- Activity
Please go through the records below and return every line holding the word "minor".

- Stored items
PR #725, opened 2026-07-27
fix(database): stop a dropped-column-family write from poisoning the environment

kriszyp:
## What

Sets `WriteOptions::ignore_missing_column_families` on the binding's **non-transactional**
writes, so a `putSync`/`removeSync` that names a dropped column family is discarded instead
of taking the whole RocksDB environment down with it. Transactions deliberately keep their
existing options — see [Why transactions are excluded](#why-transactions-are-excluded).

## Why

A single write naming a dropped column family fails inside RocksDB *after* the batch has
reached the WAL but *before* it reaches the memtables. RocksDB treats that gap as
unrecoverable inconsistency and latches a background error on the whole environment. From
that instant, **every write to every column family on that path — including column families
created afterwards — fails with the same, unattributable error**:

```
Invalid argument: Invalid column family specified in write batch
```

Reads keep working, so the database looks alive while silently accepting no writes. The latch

...

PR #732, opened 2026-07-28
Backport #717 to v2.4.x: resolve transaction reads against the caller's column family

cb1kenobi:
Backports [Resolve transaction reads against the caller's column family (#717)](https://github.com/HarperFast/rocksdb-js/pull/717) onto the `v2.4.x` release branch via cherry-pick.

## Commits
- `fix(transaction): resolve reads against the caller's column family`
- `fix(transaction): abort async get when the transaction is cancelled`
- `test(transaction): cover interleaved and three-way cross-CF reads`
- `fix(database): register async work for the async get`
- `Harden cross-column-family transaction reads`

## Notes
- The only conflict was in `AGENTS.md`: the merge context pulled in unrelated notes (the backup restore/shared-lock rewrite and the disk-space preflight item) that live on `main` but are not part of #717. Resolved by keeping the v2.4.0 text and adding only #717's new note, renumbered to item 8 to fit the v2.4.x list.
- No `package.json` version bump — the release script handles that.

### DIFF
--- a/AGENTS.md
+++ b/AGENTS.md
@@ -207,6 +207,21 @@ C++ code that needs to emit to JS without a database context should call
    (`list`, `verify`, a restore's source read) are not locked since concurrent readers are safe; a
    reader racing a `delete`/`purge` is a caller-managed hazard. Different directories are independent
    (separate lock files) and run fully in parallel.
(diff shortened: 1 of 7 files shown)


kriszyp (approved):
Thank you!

--

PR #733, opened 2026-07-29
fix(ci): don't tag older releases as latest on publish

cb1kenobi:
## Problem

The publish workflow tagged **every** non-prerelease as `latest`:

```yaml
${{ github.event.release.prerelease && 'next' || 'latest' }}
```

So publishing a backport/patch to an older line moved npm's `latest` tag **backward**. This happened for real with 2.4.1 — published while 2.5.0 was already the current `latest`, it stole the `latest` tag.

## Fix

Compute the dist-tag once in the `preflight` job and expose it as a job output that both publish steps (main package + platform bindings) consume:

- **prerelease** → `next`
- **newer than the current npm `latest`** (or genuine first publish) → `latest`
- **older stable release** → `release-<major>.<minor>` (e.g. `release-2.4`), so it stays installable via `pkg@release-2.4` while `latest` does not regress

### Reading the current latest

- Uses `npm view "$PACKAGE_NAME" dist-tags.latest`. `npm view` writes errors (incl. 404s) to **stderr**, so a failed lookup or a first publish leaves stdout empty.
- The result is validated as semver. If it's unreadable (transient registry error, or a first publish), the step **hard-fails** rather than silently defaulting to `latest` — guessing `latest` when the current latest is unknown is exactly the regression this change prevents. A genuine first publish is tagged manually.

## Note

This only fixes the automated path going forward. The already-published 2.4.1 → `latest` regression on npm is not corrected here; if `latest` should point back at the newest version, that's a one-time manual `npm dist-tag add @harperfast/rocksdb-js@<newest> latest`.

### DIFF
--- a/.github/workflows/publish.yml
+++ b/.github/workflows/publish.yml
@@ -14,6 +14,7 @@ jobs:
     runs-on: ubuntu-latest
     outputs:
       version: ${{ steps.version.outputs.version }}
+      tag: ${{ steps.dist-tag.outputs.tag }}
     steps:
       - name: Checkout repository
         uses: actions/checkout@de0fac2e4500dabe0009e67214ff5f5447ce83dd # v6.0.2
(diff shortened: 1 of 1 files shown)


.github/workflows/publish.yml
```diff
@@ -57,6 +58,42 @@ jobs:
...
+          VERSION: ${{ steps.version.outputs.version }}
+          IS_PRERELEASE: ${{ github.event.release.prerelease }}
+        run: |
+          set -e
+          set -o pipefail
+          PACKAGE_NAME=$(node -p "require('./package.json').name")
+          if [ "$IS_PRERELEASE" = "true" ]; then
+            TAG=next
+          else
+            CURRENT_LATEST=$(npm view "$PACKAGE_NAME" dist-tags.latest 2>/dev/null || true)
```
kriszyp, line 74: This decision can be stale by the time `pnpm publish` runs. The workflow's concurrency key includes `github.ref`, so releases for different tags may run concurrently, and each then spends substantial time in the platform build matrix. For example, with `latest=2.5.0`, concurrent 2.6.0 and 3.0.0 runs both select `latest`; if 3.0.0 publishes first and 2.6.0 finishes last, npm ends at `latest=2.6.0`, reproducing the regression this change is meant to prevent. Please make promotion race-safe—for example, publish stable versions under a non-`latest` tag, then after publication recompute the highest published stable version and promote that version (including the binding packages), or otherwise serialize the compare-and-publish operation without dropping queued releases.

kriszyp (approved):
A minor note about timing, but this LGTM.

- Finished exercise
- **older stable release** → `release-<major>.<minor>` (e.g. `release-2.4`), so it stays installable via `pkg@release-2.4` while `latest` does not regress
A minor note about timing, but this LGTM.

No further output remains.